== Brief ==
Restate, word for word, each record that follows.

____________

PR #4989, opened 2019-08-15
Correct condition in for loop?

RoiEXLab:
## Overview
The static analysis found this either impossible condition, condition that executes until the int overflows.

## Functional Changes
BattleRecords will be added correctly?

## Manual Testing Performed
None

### DIFF
--- a/game-core/src/main/java/games/strategy/engine/data/BattleRecordsList.java
+++ b/game-core/src/main/java/games/strategy/engine/data/BattleRecordsList.java
@@ -133,7 +133,7 @@ public class BattleRecordsList extends GameDataComponent {
       brs.add(brl.getCurrentRoundCopy());
     } else {
       final Map<Integer, BattleRecords> currentList = brl.getBattleRecordsMapCopy();
-      for (int i = beginningRound; i < endRound; i++) {
+      for (int i = beginningRound; i <= endRound; i++) {
         final BattleRecords currentRecords = currentList.get(i);
         if (currentRecords != null) {
           brs.add(currentRecords);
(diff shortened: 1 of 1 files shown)


DanVanAtta:
I think we may want to understand this code first. I'd be much more confident running through this in a debugger to understand better the impact and current behavior. Is this just dead code maybe and hence we never see the problem? Are battle records correctly added later downstream?

RoiEXLab:
Good Point. I might have some time during the weekend. My current guess is that this is just dead code. Maybe @ron-murhammer knows something about this code?

ron-murhammer:
@RoiEXLab This appears to only be used in one place and is used to check conditions that use the option `battle`. I did a quick search on the map repos and appears only POS2 has an example of it but no map actually uses it: https://github.com/search?q=org%3Atriplea-maps+%22option+name%3D%5C%22battle%5C%22%22&type=Code

So I think its just a bug that no one has ever encountered/reported for that parameter. I think the fix is actually to make it <= instead of <.

RoiEXLab:
If no map actually uses it, could it be worth to just drop the feature? 
Not sure how much code would be affected.

ron-murhammer:
@RoiEXLab Well no maps in the repo use it that I found with a quick search. I think some of the larger XMLs aren't included in that search and then you have all the maps outside the repo. I'd say without a forum discussion that its better to just leave it as it seems like a reasonable feature.

RoiEXLab:
No worries, wasn't actually planning something.
It's just that whenever I hear "unused" I'm wondering how much code this would make redundant.
Less code is always a good thing.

____________

== Response for this exercise ==
PR #4989, opened 2019-08-15
Correct condition in for loop?

RoiEXLab:
## Overview
The static analysis found this either impossible condition, condition that executes until the int overflows.

## Functional Changes
BattleRecords will be added correctly?

## Manual Testing Performed
None

### DIFF
--- a/game-core/src/main/java/games/strategy/engine/data/BattleRecordsList.java
+++ b/game-core/src/main/java/games/strategy/engine/data/BattleRecordsList.java
@@ -133,7 +133,7 @@ public class BattleRecordsList extends GameDataComponent {
       brs.add(brl.getCurrentRoundCopy());
     } else {
       final Map<Integer, BattleRecords> currentList = brl.getBattleRecordsMapCopy();
-      for (int i = beginningRound; i < endRound; i++) {
+      for (int i = beginningRound; i <= endRound; i++) {
         final BattleRecords currentRecords = currentList.get(i);
         if (currentRecords != null) {
           brs.add(currentRecords);
(diff shortened: 1 of 1 files shown)


DanVanAtta:
I think we may want to understand this code first. I'd be much more confident running through this in a debugger to understand better the impact and current behavior. Is this just dead code maybe and hence we never see the problem? Are battle records correctly added later downstream?

RoiEXLab:
Good Point. I might have some time during the weekend. My current guess is that this is just dead code. Maybe @ron-murhammer knows something about this code?

ron-murhammer:
@RoiEXLab This appears to only be used in one place and is used to check conditions that use the option `battle`. I did a quick search on the map repos and appears only POS2 has an example of it but no map actually uses it: https://github.com/search?q=org%3Atriplea-maps+%22option+name%3D%5C%22battle%5C%22%22&type=Code

So I think its just a bug that no one has ever encountered/reported for that parameter. I think the fix is actually to make it <= instead of <.

RoiEXLab:
If no map actually uses it, could it be worth to just drop the feature? 
Not sure how much code would be affected.

ron-murhammer:
@RoiEXLab Well no maps in the repo use it that I found with a quick search. I think some of the larger XMLs aren't included in that search and then you have all the maps outside the repo. I'd say without a forum discussion that its better to just leave it as it seems like a reasonable feature.

RoiEXLab:
No worries, wasn't actually planning something.
It's just that whenever I hear "unused" I'm wondering how much code this would make redundant.
Less code is always a good thing.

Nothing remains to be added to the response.